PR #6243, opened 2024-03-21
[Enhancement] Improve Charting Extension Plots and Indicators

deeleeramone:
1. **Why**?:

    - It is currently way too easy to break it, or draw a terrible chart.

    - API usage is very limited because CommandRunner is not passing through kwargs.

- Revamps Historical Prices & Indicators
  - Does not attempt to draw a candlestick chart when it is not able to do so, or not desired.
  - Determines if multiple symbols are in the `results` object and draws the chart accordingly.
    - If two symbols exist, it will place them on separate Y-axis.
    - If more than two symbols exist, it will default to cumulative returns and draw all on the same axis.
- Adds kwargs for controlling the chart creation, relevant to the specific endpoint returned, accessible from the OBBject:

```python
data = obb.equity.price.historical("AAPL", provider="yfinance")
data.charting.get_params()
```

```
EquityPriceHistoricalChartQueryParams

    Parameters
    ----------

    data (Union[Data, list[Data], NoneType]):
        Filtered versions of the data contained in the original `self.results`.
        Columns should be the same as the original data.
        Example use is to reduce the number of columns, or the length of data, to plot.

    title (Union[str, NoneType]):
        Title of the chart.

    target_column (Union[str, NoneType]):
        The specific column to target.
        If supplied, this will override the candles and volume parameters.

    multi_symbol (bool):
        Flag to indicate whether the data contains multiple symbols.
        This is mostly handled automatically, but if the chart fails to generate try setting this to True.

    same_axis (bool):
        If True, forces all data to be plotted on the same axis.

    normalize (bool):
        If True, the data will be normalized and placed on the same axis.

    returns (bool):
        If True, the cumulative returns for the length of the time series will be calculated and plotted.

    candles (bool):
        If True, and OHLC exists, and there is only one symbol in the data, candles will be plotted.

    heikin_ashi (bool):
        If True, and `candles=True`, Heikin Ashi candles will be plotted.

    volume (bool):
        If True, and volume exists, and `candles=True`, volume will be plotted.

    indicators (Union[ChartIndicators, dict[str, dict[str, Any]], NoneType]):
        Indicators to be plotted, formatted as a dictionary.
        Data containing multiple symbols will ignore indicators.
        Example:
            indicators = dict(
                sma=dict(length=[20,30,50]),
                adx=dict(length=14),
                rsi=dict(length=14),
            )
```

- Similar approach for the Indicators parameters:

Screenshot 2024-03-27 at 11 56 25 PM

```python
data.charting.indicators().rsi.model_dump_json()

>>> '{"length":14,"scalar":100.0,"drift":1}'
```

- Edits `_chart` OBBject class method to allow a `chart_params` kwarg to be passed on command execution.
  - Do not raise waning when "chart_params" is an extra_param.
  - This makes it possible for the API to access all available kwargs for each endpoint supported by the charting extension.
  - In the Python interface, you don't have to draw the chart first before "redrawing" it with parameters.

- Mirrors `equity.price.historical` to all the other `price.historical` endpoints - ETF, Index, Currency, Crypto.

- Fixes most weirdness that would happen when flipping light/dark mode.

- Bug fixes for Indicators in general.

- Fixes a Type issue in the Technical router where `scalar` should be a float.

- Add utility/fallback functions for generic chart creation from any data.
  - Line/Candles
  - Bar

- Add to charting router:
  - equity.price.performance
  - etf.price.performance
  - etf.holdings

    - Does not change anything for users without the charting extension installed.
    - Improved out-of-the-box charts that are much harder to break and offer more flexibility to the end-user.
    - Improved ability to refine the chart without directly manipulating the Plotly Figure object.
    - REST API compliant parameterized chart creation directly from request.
========
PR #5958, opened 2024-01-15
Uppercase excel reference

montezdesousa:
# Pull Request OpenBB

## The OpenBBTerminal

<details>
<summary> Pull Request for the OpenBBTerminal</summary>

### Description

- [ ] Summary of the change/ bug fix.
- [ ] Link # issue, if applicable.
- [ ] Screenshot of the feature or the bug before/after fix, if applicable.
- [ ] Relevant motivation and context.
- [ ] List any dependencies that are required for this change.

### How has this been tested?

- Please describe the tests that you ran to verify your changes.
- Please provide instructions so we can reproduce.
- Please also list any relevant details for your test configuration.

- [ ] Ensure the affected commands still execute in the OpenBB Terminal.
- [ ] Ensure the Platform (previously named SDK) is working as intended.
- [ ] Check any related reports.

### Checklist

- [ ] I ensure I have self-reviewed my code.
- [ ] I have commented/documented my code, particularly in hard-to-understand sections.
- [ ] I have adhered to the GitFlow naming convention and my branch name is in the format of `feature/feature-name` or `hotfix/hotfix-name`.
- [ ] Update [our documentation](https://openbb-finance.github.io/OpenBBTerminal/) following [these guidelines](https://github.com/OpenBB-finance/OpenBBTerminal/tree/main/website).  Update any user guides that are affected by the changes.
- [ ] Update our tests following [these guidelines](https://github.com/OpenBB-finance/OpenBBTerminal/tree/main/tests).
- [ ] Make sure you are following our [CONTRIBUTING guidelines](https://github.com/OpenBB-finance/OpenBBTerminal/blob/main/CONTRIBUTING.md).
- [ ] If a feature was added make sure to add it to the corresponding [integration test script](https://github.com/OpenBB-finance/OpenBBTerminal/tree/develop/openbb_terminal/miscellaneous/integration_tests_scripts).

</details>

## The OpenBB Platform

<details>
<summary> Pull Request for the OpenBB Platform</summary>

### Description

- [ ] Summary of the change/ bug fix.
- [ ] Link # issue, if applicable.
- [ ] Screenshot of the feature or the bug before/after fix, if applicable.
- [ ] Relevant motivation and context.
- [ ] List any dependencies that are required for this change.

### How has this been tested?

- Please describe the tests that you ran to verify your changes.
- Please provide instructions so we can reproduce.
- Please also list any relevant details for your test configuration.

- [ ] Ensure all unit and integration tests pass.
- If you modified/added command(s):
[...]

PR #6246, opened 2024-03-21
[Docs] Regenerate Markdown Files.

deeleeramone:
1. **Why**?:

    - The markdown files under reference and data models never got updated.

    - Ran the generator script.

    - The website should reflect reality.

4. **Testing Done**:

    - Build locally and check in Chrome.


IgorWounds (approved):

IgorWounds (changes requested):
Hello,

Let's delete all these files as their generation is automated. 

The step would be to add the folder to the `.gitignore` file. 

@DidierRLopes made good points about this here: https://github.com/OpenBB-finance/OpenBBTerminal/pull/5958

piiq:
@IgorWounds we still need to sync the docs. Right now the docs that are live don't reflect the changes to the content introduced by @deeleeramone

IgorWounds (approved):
========
## Work to be completed:
Looking at the data above, count each line that holds the word "Does" and report the count alone.

## Result of this exercise:
2